JOUSOUR ARTICLE
Time has erased our differences, we must move on

* Lebanese researcher and analyst at Synaps, a specialist in the criminal justice sector in Lebanon
Growing up in Lebanon, I could not escape stories about the 1975 war nor the consequent stereotypes about Palestinians. Like many Lebanese, I thought of refugee camps such as Ain al-Heloue or Nahr al-Bared only as dangerous places full of drug lords, criminals, and extremists. But when I first set foot in a Palestinian camp two years ago, I found that it was barely different from the rest of Lebanon, aside from a few resistance posters and graffiti. Young people were sitting in cafes, sharing dishes, and laughing together while smoking narghile.

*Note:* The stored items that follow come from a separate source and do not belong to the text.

PR #187, opened 2019-03-07
Add CallAll combinator.

jonhoo:
This PR adds the `CallAll` combinator, which essentially provides

```rust
Stream<Item = Request> + Service<Request> => Stream<Item = Response>
```

That is, given a `Stream` of requests and a `Service` that can accept those requests, it produces a `Stream` of the corresponding responses.

To allow CallAll to return the wrapped `Service` when there are no more requests, CallAll is _really_ more like a [`StateStream`](https://docs.rs/futures-state-stream/), so we may want to consider pulling that in for compatibility. For the time being though, this is simply exposed through a `StateStreamItem` enum.

### DIFF
--- a/tower-util/Cargo.toml
+++ b/tower-util/Cargo.toml
@@ -8,3 +8,6 @@ publish = false
 futures = "0.1"
 tower-service = "0.2.0"
 tokio-io = "0.1"
+
+[dev-dependencies]
+tokio-mock-task = "0.1"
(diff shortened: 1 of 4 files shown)


carllerche:
Instead of making the `Stream::Item` an enum, have you considered adding a fn on `CallAll`: `into_inner(self) -> S` that returns the inner service? That would provide a more ergonomic API when you don't care about getting the service back and it would allow you to get the service back if you do care.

This first experience set me on a long research process, to get to know the people who had felt so foreign even though we speak the same language and live side by side. I met families who, just like ones in my community, were struggling to get by while holding out hope for better days. The youth I befriended in Bur al-Barajneh were not the delinquents, drug addicts and terrorists I was taught to expect: We ended up talking at length about Star Wars over coffee. Most conversations, on our daily routines and dreams for the future, echoed those I usually have with my Lebanese peers.

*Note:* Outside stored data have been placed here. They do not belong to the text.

PR #189, opened 2019-03-08
rate-limit: Refresh layout

carllerche:
- Switch to `Box<Error>`
- Break up lib.rs into multiple files.
- Use `tokio::clock::now` instead of `Instant::now`.

### DIFF
--- a/tower-rate-limit/src/error.rs
+++ b/tower-rate-limit/src/error.rs
@@ -1,0 +1,18 @@
+use std::error;
+
+pub(crate) type Error = Box<error::Error + Send + Sync>;
+
+pub(crate) mod never {
+    use std::{error, fmt};
+
+    #[derive(Debug)]
+    pub enum Never {}
+
+    impl fmt::Display for Never {
+        fn fmt(&self, _: &mut fmt::Formatter) -> fmt::Result {
+            unreachable!();
+        }
+    }
+
+    impl error::Error for Never {}
+}
--- a/tower-rate-limit/src/rate.rs
+++ b/tower-rate-limit/src/rate.rs
@@ -1,0 +1,29 @@
+use std::time::Duration;
+
+#[derive(Debug, Copy, Clone)]
+pub struct Rate {
+    num: u64,
+    per: Duration,
+}
+
+impl Rate {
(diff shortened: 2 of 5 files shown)


tower-rate-limit/src/error.rs
```diff
@@ -0,0 +1,18 @@
+use std::error;
+
+pub(crate) type Error = Box<error::Error + Send + Sync>;
```
LucioFranco: I dont feel like this is the style we used in other crates is it?

tower-rate-limit/src/rate.rs
```diff
@@ -0,0 +1,29 @@
...
+    ///
+    /// This function panics if `num` or `per` is 0.
+    pub fn new(num: u64, per: Duration) -> Self {
+        assert!(num > 0);
+        assert!(per > Duration::from_millis(0));
+
+        Rate { num, per }
+    }
+
+    pub(crate) fn num(&self) -> u64 {
```
LucioFranco: do we want to remove the `pub(crate)` and have this be `pub`? I could see the use case where you might create a rate and want to access what its set too.

tower-rate-limit/src/error.rs
seanmonstar: How so? Looks similar to me...

carllerche: What style?

LucioFranco: the `pub(crate)` but it seems inflight its private. its a non issue was just curious if we maybe wanted to allow these error trait aliases to be avail to users of the crate.

tower-rate-limit/src/rate.rs
carllerche: I *think* if we enable the `unreachable_pub` lint, it will complain if it is not `pub(crate)`.

tower-rate-limit/src/error.rs
carllerche: We've been keeping the `Box<Error>` alias private. Rustdoc will expand it anyway.

LucioFranco: works for me 👍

This is not entirely surprising given that our generation did not experience, first-hand, the traumas of the Lebanese civil war; indeed, we were not even born when Lebanese and Palestinian militias fought against one another. I now believe that time has erased many of the differences that stood between Palestinian and Lebanese youth and it is up to us to take the reins and start a real dialogue.

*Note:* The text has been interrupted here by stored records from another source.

PR #4508, opened 2026-09-20
fix: pass descriptions name their AI credits, not full access

aalemayhu:
## What

The Day Pass and Week Pass were described as "full access" in four places that search engines, AI assistants and readers quote. They now say what a pass includes, with the credit allowance the code grants (`'24h': 300`, `'7d': 500` in `src/lib/claude/aiCredits/allowance.ts`).

- `web/index.html` Offer structured data: "24 hours of Pro features with 300 AI credits" and "7 days of Pro features with 500 AI credits".
- `web/public/llms.txt`: the same, in the pricing list.
- `reference/plans.md` (English) and its German mirror: the intro line, both section leads, and the "What you get" bullets now name the credits; the description reads "when a one-time pass makes sense".
- `hardcodedLimitClaims.test.ts`: a targeted guard that keeps "full access" and "Vollzugriff" out of those four files.

## Why

Follow-up to https://github.com/2anki/server/pull/4505 and https://github.com/2anki/server/pull/4506. "Full access" reads as no limits, but AI conversion, photos and chat draw on credits, so the claim overpromised. Serves **simpler** and more trustworthy pre-purchase copy. Metric: none moves directly; watch refund and churn-reason tags citing a credits mismatch.

## Decisions (trio synthesis)

- **PM:** name the credits rather than soften the phrase; keep the price mismatch between `llms.txt` ($4/$9) and `plans.md` ($6/$12) out of this diff because pass prices are Alexander's call.
- **Designer:** "Pro features with 300 AI credits" scans the same length as "full access" and tells a buyer what the pass unlocks.
- **Engineer:** the pricing FAQ (`pricingFaq.ts`) still says "full access" on `main`; it sits in a rail path and is fixed in https://github.com/2anki/server/pull/4507, so the guard is scoped to four files instead of a tree-wide scan that would fail here until that PR merges.

## What this does not change

Pass prices, the "Unlimited conversions" line in the plans table (a no-monthly-card-limit claim), and the German string quality beyond these lines.

## Tests

- Tests first: the guard failed on the old `llms.txt` (both lines quoted) before the change.
- Full web suite: 425 files, 3955 tests, all pass. Web typecheck and tree-wide `pnpm format:check` clean.
- Server: untouched, no server code reads these files (grepped `src` and `scripts`); the server suite was not re-run for this diff.
- Native review of the German lines is still pending.

## Browser check

Browser check: not applicable — text-only changes to structured data, llms.txt and two docs pages, covered by the guard test; not walked in a browser.


aalemayhu (commented):
Review verdict: pass. A fresh read-only reviewer found no blocking findings. It confirmed the credit numbers match `src/lib/claude/aiCredits/allowance.ts` (300 for the Day Pass, 500 for the Week Pass), that "Pro features" is true because a pass sets the same paid flag a subscription does and every limit gate reads it (card limit, upload caps, PDF pages, print quota, image occlusion, mind maps, chat, templates), that both JSON-LD blocks in `web/index.html` still parse, that the German lines use the same "KI-Credits" term as neighbouring docs, that the guard test failed on the old text and scans only files that should not contain the phrase, and that no hard-rail path or user-identifying content is touched. Its one wording note (the changelog title hinting at earlier copy being wrong) is fixed in the head commit. Left as follow-ups, both pre-existing: the pass prices disagree between `index.html`/`llms.txt` ($4/$9) and `plans.md` ($6/$12), and the German plans table shows the Pro price differently from the English one; both are pricing decisions for Alexander. The full web suite (425 files, 3955 tests), the web typecheck and the tree-wide format check pass; the server is untouched and was not re-run.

Such dialogue will require tackling Palestinian stereotypes on both a political and social level. Lebanese communities remain scarred by the civil war, fear demographic change through the refugees’ naturalization or tawtin, and resent competition over jobs in a depressed economy. Lebanese authorities, meanwhile, still view Palestinian refugees largely through a security lens—as a threat to the country’s security and stability. For their part, many young Palestinians told me that their first real contact with Lebanese didn’t occur until they attended university.
Like most people in Lebanon, I grew up with distorted opinions of the other side that stemmed, in part, from a poor collective memory of the war. Lebanese society was never given the chance to mourn the atrocities of the war and find ways to move past them. No memorials were built, no commemorative plaques were hung, and no common history has ever been written.
The resulting misunderstandings permeate even the most basic views of one another. Lebanese are often surprised, amazingly, when I tell them that Palestinian camps are not made of tents but buildings, shops, schools, restaurants, and cafes. The sight of the bustling market street in Beddawi camp would come as a shock to most of them. In fact, major cities like Tripoli, Beirut, Saida, and Sour have absorbed Palestinian camps into their own urban fabric to the point where they have become virtually indistinguishable from other popular neighborhoods. Yet the communities remain as distant as ever.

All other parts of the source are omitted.